July 23



TEXAS----impending execution

Lawyers Argue Inmate Incompetent for Aug. 1 Execution


Marcus Druery says that his cell on death row at Livingston's Polunsky Unit is wired. The wires, he believes, carry voices into his cell and transport his thoughts to other people. Prison staff members, he claims, have contaminated his food with feces, urine and insects.

Druery, 32, is scheduled to be executed Aug. 1 for the 2002 robbing and fatal shooting of a 20-year-old man in Brazos County. On Tuesday, his lawyers will ask a judge to appoint experts to examine the convicted murderer, who they argue is ineligible for execution because of his severe mental illness.

“He started to experience voices and hearing echoes in his cell and has deteriorated pretty quickly since arriving on death row,” said Kate Black, who represents Druery and is a staff attorney at the Texas Defender Service.

A spokeswoman for the Brazos County district attorney’s office declined to comment on the ongoing case, but said that the state would file a response to Druery’s motion before the hearing.

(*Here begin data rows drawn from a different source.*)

PR #752, opened 2026-08-21
fix(flags): align the supported flags table with the commands

### LINKED ISSUE #750: flags: the supported-flags table does not match the flags the commands register
### Describe the bug

The `SupportedFlags` table in `internal/flags/types.go` does not agree with the flags that the commands register. There are two faults, and each one has the opposite effect for the user.

**Phantom entries.** The table lists a flag that no command has. furyctl accepts it in the `flags` section of `furyctl.yaml` and validates it, then nothing reads the value. The user gets no message.

**Missing entries.** A command has a flag, but the table does not list it. furyctl stops with `flag 'X' is not supported for 'Y' command`, although the flag exists.

| Section | Phantom: in the table, no such flag | Missing: real flag, absent from the table |
|---|---|---|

The U.S. Supreme Court ruled in 2007 in another Texas death penalty case, Panetti v. Quarterman, that it isn’t enough for prisoners to simply understand the fact that they will be executed and are being punished for a crime. The court ruled that inmates must have enough mental capacity to have “a rational understanding of it.”

Druery was sentenced to death in 2003 after his conviction in the murder of Skyyler Browne. Druery, along with two teenagers, drove Browne to a pasture. Druery shot Browne repeatedly, took his cellphone, cash, pager and a bag of marijuana and set his body on fire before tossing it in a stock pond. Browne's body was found two weeks later. The two teenagers were not charged in the crime.

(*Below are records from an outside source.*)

PR #673, opened 2016-04-21
Added file check before reading config files, Fixes #666

### LINKED ISSUE #666: ConfigDB silently fails when default.cfg not found
When running OWTF from a different directory and OWTF cannot find the file `profile/general/default.cfg`, it silently fails.

Instead of throwing a verbose error message such as "Configuration file not found", it simply does not load the configuration DB values and later fails when loading Zest with the following error message:
```bash
Traceback (most recent call last):
  File "/home/depierre/git-repo/owtf/owtf_testing/tests_functional/cli/test_empty_run.py", line 13, in test_cli_empty_run
    self.run_owtf()
  File "/home/depierre/git-repo/owtf/owtf_testing/utils/owtftest.py", line 55, in run_owtf
    owtf.main(args)
  File "/home/depierre/git-repo/owtf/owtf.py", line 235, in main
    ComponentInitialiser.initialisation_phase_1(root_dir, owtf_pid)
  File "/home/depierre/git-repo/owtf/framework/dependency_management/component_initialiser.py", line 73, in initialisation_phase_1
    zest.init()
  File "/home/depierre/git-repo/owtf/framework/zest.py", line 25, in init
    self.StopRecorder()  # recorded should be stopped when OWTF starts
  File "/home/depierre/git-repo/owtf/framework/zest.py", line 145, in StopRecorder
    self.db_config.Update("ZEST_RECORDING", "False")
  File "/home/depierre/git-repo/owtf/framework/db/config_manager.py", line 114, in Update
    raise InvalidConfigurationReference("No setting exists with key: " + str(key))
InvalidConfigurationReference: 'No setting exists with key: ZEST_RECORDING'
```

The error is in https://github.com/owtf/owtf/blob/develop/framework/db/config_manager.py#L31 where the documentation of `RawConfigParser.read()` says:

> If none of the named files exist, the ConfigParser instance will contain an empty dataset.

To fix the issue and get a verbose message, the function `LoadConfigDBFromFile` should use https://docs.python.org/2/library/configparser.html#ConfigParser.RawConfigParser.readfp.
Another approach would be to check that `file_path` exists before https://github.com/owtf/owtf/blob/develop/framework/db/config_manager.py#L31

DarKnight--:
The config files will be checked for existence before reading it, to prevent exception.

## Related Issue

issue #666 

## Reviewers

@delta24 @DePierre 

## How Has This Been Tested?

Delete the config file in `profile` folder and try to run OWTF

At Tuesday's hearing, Druery’s lawyers will ask the judge to appoint two independent experts to evaluate his mental competency. In documents requesting the hearing, they wrote that Druery’s “psychotic disorder prevents a rational understanding of the connection between his crime and his punishment.”

Since 2009, Druery has been in and out of the Texas Department of Criminal Justice's Jester IV unit for psychiatric treatment, and staff members have diagnosed him with schizophrenia with “psychotic, delusional symptoms.” He refuses to take anti-psychotic medication, because he doesn’t believe that he is mentally ill and worries that the medicine contains poison, Black said.

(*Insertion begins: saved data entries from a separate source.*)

PR #682, opened 2016-05-03
Addded plugin name to code converter function Fixes #650

### LINKED ISSUE #650: Plugin not running if plugin_name is given from CLI
Plugin is not running if I gave plugin name instead of plugin code with -o argument through CLI.

## Expected Behavior

OWTF should run the plugin with plugin name also if given from the CLI.

## Current Behavior

If plugin name is given with -o argument then it doesn't run

## Possible Solution

IMO in `GetAll()` function ( [here](https://github.com/owtf/owtf/blob/develop/framework/db/plugin_manager.py#L215) ) criteria is not checked if it contains plugin name or not. So, need to fix that only I guess.

Run the following command and see the terminal 
`./owtf.py -o Old_Backup_and_Unreferenced_Files https://example.org`

## Context

Plugins will be able to run from their names also.

## Your Environment

* Installation method used: automatic
* Version/branch used:develop
* Operating System and version (like Kali, Debian, ArchLinux, etc): kali
* pip/setuptools version: 8.0.3
* sudo access: yes

DoomTaper:
## Description

Added plugin name to code converter function so that before querying all plugin names are converted to their respective codes

## Related Issue

#650 

## Reviewers

@delta24 @DePierre 

## How Has This Been Tested?

tested command `./owtf.py -o Application_Discovery http://127.0.0.1`

## Types of changes

- [ ] Other

### Checklist:

### DIFF
--- a/framework/db/plugin_manager.py
+++ b/framework/db/plugin_manager.py
@@ -212,7 +212,17 @@ class PluginDB(BaseComponent, DBPluginInterface):
                 query = query.filter(models.Plugin.name.in_(criteria["name"]))
         return query.order_by(models.TestGroup.priority.desc())
 
+    def PluginNametoCode(self, codes):
+        query = self.db.session.query(models.Plugin.code)
+        for count, name in enumerate(codes):
+            if "OWTF-" not in name:
+                code = query.filter(models.Plugin.name == name).first()
+                codes[count] = str(code[0])
+        return(codes)
+
     def GetAll(self, Criteria={}):
+        if Criteria.has_key("code"):
+            Criteria["code"] = self.PluginNametoCode(Criteria["code"])
         query = self.GenerateQueryUsingSession(Criteria)
         plugin_obj_list = query.all()
         return(self.DerivePluginDicts(plugin_obj_list))


framework/db/plugin_manager.py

In hundreds of letters that Druery has sent to attorneys, courts and others, he refers to nonexistent “settlements” and “options” that he says should have secured his freedom. In a January 2011 letter to the Texas Court of Criminal Appeals, with the subject line, “Wired Situation,” Druery told the judges that his case had been thrown out and yet people were hindering his freedom. “I’m still under wires in prison and don’t know what to do about it,” he wrote, going on to list a litany of imagined infractions and dangers, including stabbings and torture. “There is still a speaker in my cell playing continuously and it needs to end ASAP!” he wrote in closing.

Despite Druery’s continued bizarre behavior, though, he does not meet the prison’s criteria for forced medication. And he is back on death row in Livingston.

The question in Druery’s case does not concern his guilt or his sanity at the time of the crime, but rather, Black said, whether he is able to understand now why he is being executed.

“He’s factually aware there is an execution date, but because of his delusional thought content, he doesn’t believe that date applies to him or that he will be executed because of a crime he’s committed,” Black said.

Richard Dieter, executive director of the Death Penalty Information Center in Washington, D.C., said that although there has always been a ban on executing the insane, the courts have struggled to deal with the developing science of mental illness.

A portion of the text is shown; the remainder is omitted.